-- Exercise --
The entries below are to be reproduced in full, exactly as written.
....................
PR #1539, opened 2016-10-13
bump up terracotta-core & galvan version

AbfrmBlr:


AbfrmBlr:
This updates terracotta-core and galvan version to the latest release which resolves memory leak related issue to RetirementManager.

PR #1544, opened 2016-10-17
:bug: Fix #1543 : Use SIzeHistory for size in bytes related stats

### LINKED ISSUE #1543: Sizes in bytes should be stored as SizeHistory stats, not CounterHistory
Using SizeHistory, the unit can be expressed as Bytes, instead of number of entries.

anthonydahanne:
For example, OnHeap:OccupiedByteSize


mathieucarbou:
look at the PR, good for me, there's just some other tests that needs to be modified I think

anthonydahanne:
@mathieucarbou tests are passing now ! Feel free to merge ;-)

management/src/main/java/org/ehcache/management/providers/statistics/StandardEhcacheStatistics.java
....................
-- Answer section --
PR #1539, opened 2016-10-13
bump up terracotta-core & galvan version

AbfrmBlr:


AbfrmBlr:
This updates terracotta-core and galvan version to the latest release which resolves memory leak related issue to RetirementManager.

PR #1544, opened 2016-10-17
:bug: Fix #1543 : Use SIzeHistory for size in bytes related stats

### LINKED ISSUE #1543: Sizes in bytes should be stored as SizeHistory stats, not CounterHistory
Using SizeHistory, the unit can be expressed as Bytes, instead of number of entries.

anthonydahanne:
For example, OnHeap:OccupiedByteSize


mathieucarbou:
look at the PR, good for me, there's just some other tests that needs to be modified I think

anthonydahanne:
@mathieucarbou tests are passing now ! Feel free to merge ;-)

management/src/main/java/org/ehcache/management/providers/statistics/StandardEhcacheStatistics.java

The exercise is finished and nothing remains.